(Entries shown begins)
PR #5552, opened 2026-05-21
ING-47 feat(subscriptions): List by billing entity

mariohd:
## Context

Multi-entity customers already filter `GET /api/v1/invoices` and `GET /api/v1/credit_notes` by billing entity through a `billing_entity_codes` list parameter — an array of codes that each endpoint resolves against the organization's billing entities and forwards to the matching query under `billing_entity_ids`. Subscriptions were the remaining gap from task T20 of the multi-entity dive-in (ING-47).

The ticket originally proposed a singular `billing_entity_code: String` parameter on `GET /api/v1/subscriptions`, but the two sibling list endpoints already use the plural array form, so I deliberately departed from the ticket wording and adopted the plural here too. Keeping the three list endpoints aligned avoids introducing a third style on the public REST surface and lets callers pass one or multiple codes from the same URL shape they already use for invoices and credit notes. The single-code path remains the typical case; the plural shape simply doesn't close off the multi-code case for free.

## Description

`SubscriptionIndex` now resolves `params[:billing_entity_codes]` against `current_organization.all_billing_entities` and returns a `billing_entity` not-found error if any code is unknown — the same handshake `InvoiceIndex` and `CreditNoteIndex` already use. The resolved IDs are forwarded to `SubscriptionsQuery` under a new `billing_entity_ids` filter, which applies `where(billing_entity_id: …)` directly against the `subscriptions` table. The query intentionally bypasses the `Subscription#billing_entity` reader's fallback to `customer.billing_entity`, so only subscriptions explicitly stamped under the requested entity are returned — matching the ticket's "stamped under EU" acceptance criterion.

The new parameter is optional, all existing filters keep their behaviour, and the change is purely additive. The shared example `"a subscription index endpoint"` covers single-code, multi-code, and unknown-code scenarios so both `GET /api/v1/subscriptions` and `GET /api/v1/customers/:id/subscriptions` exercise the new surface, and `SubscriptionsQuery` is covered directly at the query level with single-id, multi-id, and blank cases.

`Subscription.ransackable_attributes` is left untouched: the new filter is a direct column predicate, not a ransack search term.

## API surface

```
GET /api/v1/subscriptions?billing_entity_codes[]=EU
GET /api/v1/subscriptions?billing_entity_codes[]=EU&billing_entity_codes[]=US
GET /api/v1/customers/:external_id/subscriptions?billing_entity_codes[]=EU
```

### DIFF
--- a/app/controllers/concerns/subscription_index.rb
+++ b/app/controllers/concerns/subscription_index.rb
@@ -5,9 +5,13 @@ module SubscriptionIndex
   extend ActiveSupport::Concern
 
   def subscription_index(external_customer_id: nil)
+    billing_entities = current_organization.all_billing_entities.where(code: params[:billing_entity_codes]) if params[:billing_entity_codes].present?
+    return not_found_error(resource: "billing_entity") if params[:billing_entity_codes].present? && billing_entities.count != params[:billing_entity_codes].count
+
     filters = params.permit(:plan_code, :overriden, :overridden, :currency, status: [])
     filters[:status] = ["active"] if filters[:status].blank?
     filters[:external_customer_id] = external_customer_id
+    filters[:billing_entity_ids] = billing_entities&.ids
     result = SubscriptionsQuery.call(
       organization: current_organization,
       pagination: {
--- a/app/queries/subscriptions_query.rb
+++ b/app/queries/subscriptions_query.rb
@@ -10,7 +10,8 @@ class SubscriptionsQuery < BaseQuery
     :overriden, # overriden is a legacy typo kept for backward compatibility
     :overridden,
     :exclude_next_subscriptions,
-    :currency
+    :currency,
+    :billing_entity_ids
   ]
 
   def call
@@ -27,6 +28,7 @@ class SubscriptionsQuery < BaseQuery
       SQL
     )
 
+    subscriptions = with_billing_entity_ids(subscriptions) if filters.billing_entity_ids.present?
     subscriptions = with_external_customer(subscriptions) if filters.external_customer_id
     subscriptions = with_plan_code(subscriptions) if filters.plan_code
     subscriptions = with_overridden(subscriptions) unless overridden_filter.nil?
@@ -95,6 +97,10 @@ class SubscriptionsQuery < BaseQuery
 
   def with_currency(scope)
     scope.joins(:plan).where(plans: {amount_currency: filters.currency})
+  end
+
+  def with_billing_entity_ids(scope)
+    scope.where(billing_entity_id: filters.billing_entity_ids)
   end
 
   def with_excluded_next_subscriptions(scope)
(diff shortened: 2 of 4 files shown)


app/controllers/concerns/subscription_index.rb
```diff
@@ -5,9 +5,13 @@ module SubscriptionIndex
   extend ActiveSupport::Concern
 
   def subscription_index(external_customer_id: nil)
+    billing_entities = current_organization.all_billing_entities.where(code: params[:billing_entity_codes]) if params[:billing_entity_codes].present?
+    return not_found_error(resource: "billing_entity") if params[:billing_entity_codes].present? && billing_entities.count != params[:billing_entity_codes].count
```
toommz, line 9: If duplicate codes are in the params, the conditional won't be true. I don't see a clear argument for returning an error when that's the case 🤔 

So maybe that could be enough:

```suggestion
    return not_found_error(resource: "billing_entity") if params[:billing_entity_codes].present? && billing_entities.count != params[:billing_entity_codes].uniq.count
```

app/controllers/concerns/subscription_index.rb
```diff
@@ -5,9 +5,13 @@ module SubscriptionIndex
   extend ActiveSupport::Concern
 
   def subscription_index(external_customer_id: nil)
+    billing_entities = current_organization.all_billing_entities.where(code: params[:billing_entity_codes]) if params[:billing_entity_codes].present?
```
toommz, line 8: Should we just already fetch the ids, so we won't have to `count` in db afterwards and then fetch ids on line `14`?

Like:


```suggestion
    billing_entities = current_organization.all_billing_entities.where(code: params[:billing_entity_codes]).ids if params[:billing_entity_codes].present?
```

toommz (approved):

app/controllers/concerns/subscription_index.rb
mariohd: that's a good point, but

if the user copy/pasted a duplicate? Let's say, 
he has BE code BE1, copy + paste
he has BE code BE2, copy ~+ paste~ (failed or forgot to paste, keep BE1 on clipboard)

the params would be `BE1, BE1` and the results will only look for `BE1` subscriptions.

IMO, if the user typed 2, we should expect 2 different billing entities.

app/controllers/concerns/subscription_index.rb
(Entries shown ends)
In the answer, give the lines from the first line of the data through the line with "## Description", exactly as they appear and with no additions.

Response box |
PR #5552, opened 2026-05-21
ING-47 feat(subscriptions): List by billing entity

mariohd:
## Context

Multi-entity customers already filter `GET /api/v1/invoices` and `GET /api/v1/credit_notes` by billing entity through a `billing_entity_codes` list parameter — an array of codes that each endpoint resolves against the organization's billing entities and forwards to the matching query under `billing_entity_ids`. Subscriptions were the remaining gap from task T20 of the multi-entity dive-in (ING-47).

The ticket originally proposed a singular `billing_entity_code: String` parameter on `GET /api/v1/subscriptions`, but the two sibling list endpoints already use the plural array form, so I deliberately departed from the ticket wording and adopted the plural here too. Keeping the three list endpoints aligned avoids introducing a third style on the public REST surface and lets callers pass one or multiple codes from the same URL shape they already use for invoices and credit notes. The single-code path remains the typical case; the plural shape simply doesn't close off the multi-code case for free.

## Description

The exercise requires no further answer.